Per this case, the activation function does not depend durante scores of other classes sopra \(C\) more than \(C_1 = C_i\). So the gradient respect esatto the each conteggio \(s_i\) per \(s\) will only depend on the loss given by its binary problem.
- Caffe: Sigmoid Ciclocampestre-Entropy Loss Layer
- Pytorch: BCEWithLogitsLoss
- TensorFlow: sigmoid_cross_entropy.
, from Facebook, con this paper. They claim esatto improve one-tirocinio object detectors using Focal Loss preciso train verso detector they name RetinaNet. Focal loss is verso Ciclocross-Entropy Loss that weighs the contribution of each sample preciso the loss based per the classification error. The idea is that, if verso sample is already classified correctly by the CNN, its contribution sicuro the loss decreases. With this strategy, they claim puro solve the problem of class imbalance by making the loss implicitly focus durante those problematic classes. Moreover, they also weight the contribution of each class puro the lose in verso more explicit class balancing. They use Sigmoid activations, so Focal loss could also be considered a Binary Ciclocross-Entropy Loss. We define it for each binary problem as:
Where \((1 – s_i)\gamma\), with the focusing parameter \(\varieta >= 0\), is per modulating factor onesto reduce the influence of correctly classified samples sopra the loss. With \(\tipo = 0\), Focal Loss is equivalent preciso Binary Cross Entropy Loss.
Where we have separated formulation for when the class \(C_i = C_1\) is positive or negative (and therefore, tagliandi faceflow the class \(C_2\) is positive). As before, we have \(s_2 = 1 – s_1\) and \(t2 = 1 – t_1\).

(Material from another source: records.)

PR #18585, opened 2023-11-29
Add windows memory search support

sjanusz-r7:
This PR is needed to correctly support null-bytes in the Windows memory search implementation using regex. The PR for that functionality is here: https://github.com/rapid7/metasploit-payloads/pull/686
By explicitly specifying the needle length, the needle can contain null bytes (to support searching for wide chars, e.g. "\x41\x00") and they will not be treated as the end of the string. The same approach was used to search over null bytes in the memory buffers.

## Verification

- [ ] Start `msfconsole`
- [ ] Read memory using a needle such as "publickey,password\x00.*" or "p\x00u\x00b\x00{more_bytes_here}"
- [ ] Confirm the response contains the correct TLV result value
- [ ] Confirm that Mettle isn't broken by these changes


lib/rex/post/meterpreter/extensions/stdapi/sys/process_subsystem/memory.rb
```diff
@@ -139,7 +139,10 @@ def search(needles, min_search_len = 5, match_len = 500)
     request = Packet.create_request(COMMAND_ID_STDAPI_SYS_PROCESS_MEMORY_SEARCH)
 
     request.add_tlv(TLV_TYPE_PID, process.pid)
-    needles.each { | needle | request.add_tlv(TLV_TYPE_MEMORY_SEARCH_NEEDLE, needle) }
+    needles.each do | needle |
+      request.add_tlv(TLV_TYPE_MEMORY_SEARCH_NEEDLE, needle)
+      request.add_tlv(TLV_TYPE_MEMORY_SEARCH_NEEDLE_LEN, needle.length)
```
adfoster-r7, line 144: String length != byte length 👀

```suggestion
      request.add_tlv(TLV_TYPE_MEMORY_SEARCH_NEEDLE_LEN, needle.bytesize)
```

I don't think it's required in this specific scenario, but it's a source of multiple bugs elsewhere in Metasploit


```
3.0.5 :003 > "👋".length
 => 1 
3.0.5 :004 > "👋".bytesize
 => 4 
```

lib/rex/post/meterpreter/extensions/stdapi/sys/process_subsystem/memory.rb
```diff
@@ -139,7 +139,10 @@ def search(needles, min_search_len = 5, match_len = 500)
     request = Packet.create_request(COMMAND_ID_STDAPI_SYS_PROCESS_MEMORY_SEARCH)
 
     request.add_tlv(TLV_TYPE_PID, process.pid)
-    needles.each { | needle | request.add_tlv(TLV_TYPE_MEMORY_SEARCH_NEEDLE, needle) }
+    needles.each do | needle |
+      request.add_tlv(TLV_TYPE_MEMORY_SEARCH_NEEDLE, needle)
+      request.add_tlv(TLV_TYPE_MEMORY_SEARCH_NEEDLE_LEN, needle.bytesize)
```
adfoster-r7, line 144: It seems odd that we need this additional information, when the length value is already baked into the TLV (Type **Length** Value) itself

I wonder i this is being added as a workaround for your current Meterpreter implementation? 🤔

sjanusz-r7:
Closing this in favour of the approach specified in the above comment 👍

PR #18589, opened 2023-11-30
Mssql client include consolidation

zgoldman-r7:
This is a second pr, to be merged after https://github.com/rapid7/metasploit-framework/pull/18586 - posted for visibility

### DIFF
--- a/lib/metasploit/framework/mssql/client.rb
+++ b/lib/metasploit/framework/mssql/client.rb
@@ -1,4 +1,3 @@
-require 'metasploit/framework/tcp/client'
 require 'metasploit/framework/mssql/tdssslproxy'
 require 'metasploit/framework/mssql/base'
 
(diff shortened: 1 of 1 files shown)


lib/metasploit/framework/mssql/client.rb
```diff
@@ -1,15 +1,57 @@
...
-require 'metasploit/framework/mssql/base'
 
 module Metasploit
   module Framework
     module MSSQL
 
       module Client
         extend ActiveSupport::Concern
-        include Metasploit::Framework::Tcp::Client
-        include Metasploit::Framework::MSSQL::Base
```
adfoster-r7, line 12: I'm not sure if this PR is required, it looks like this mixin is valid to use 👀 

From our previous call - the goal should be to consolidate the two implementations of the MSSQL login functionality into one place first, before creating a concrete client class 👀 

ie. the Login scanner, versus the `remote/mssql.rb` implementation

The gradient gets a bit more complex paio preciso the inclusion of the modulating factor \((1 – s_i)\gamma\) mediante the loss formulation, but it can be deduced using the Binary Ciclocross-Entropy gradient expression.
Where \(f()\) is the sigmoid function. Sicuro get the gradient expression for verso negative \(C_i (t_i = 0\)), we just need preciso replace \(f(s_i)\) with \((1 – f(s_i))\) con the expression above.
Notice that, if the modulating factor \(\qualita = 0\), the loss is equivalent to the CE Loss, and we end up with the same gradient expression.
Forward pass: Loss computation
Where logprobs[r] stores, per each element of the batch, the sum of the binary cross entropy per each class. The focusing_parameter is \(\gamma\), which by default is 2 and should be defined as verso layer parameter in the net prototxt. The class_balances can be used sicuro introduce different loss contributions a class, as they do con the Facebook paper.
Backward pass: Gradients computation
Sopra the specific (and usual) case of Multi-Class classification the labels are one-hot, so only the positive class \(C_p\) keeps its term con the loss. There is only one element of the Target vector \(t\) which is not nulla \(t_i = t_p\). So discarding the elements of the summation which are nulla due to target labels, we can write:
This would be the pipeline for each one of the \(C\) clases. We arnesi \(C\) independent binary classification problems \((C’ = 2)\). Then we sum up the loss over the different binary problems: We sum up the gradients of every binary problem sicuro backpropagate, and the losses onesto schermo the global loss. \(s_1\) and \(t_1\) are the conteggio and the gorundtruth label for the class \(C_1\), which is also the class \(C_i\) con \(C\). \(s_2 = 1 – s_1\) and \(t_2 = 1 – t_1\) are the conteggio and the groundtruth label of the class \(C_2\), which is not verso “class” in our original problem with \(C\) classes, but per class we create onesto batteria up the binary problem with \(C_1 = C_i\). We can understand it as verso sostrato class.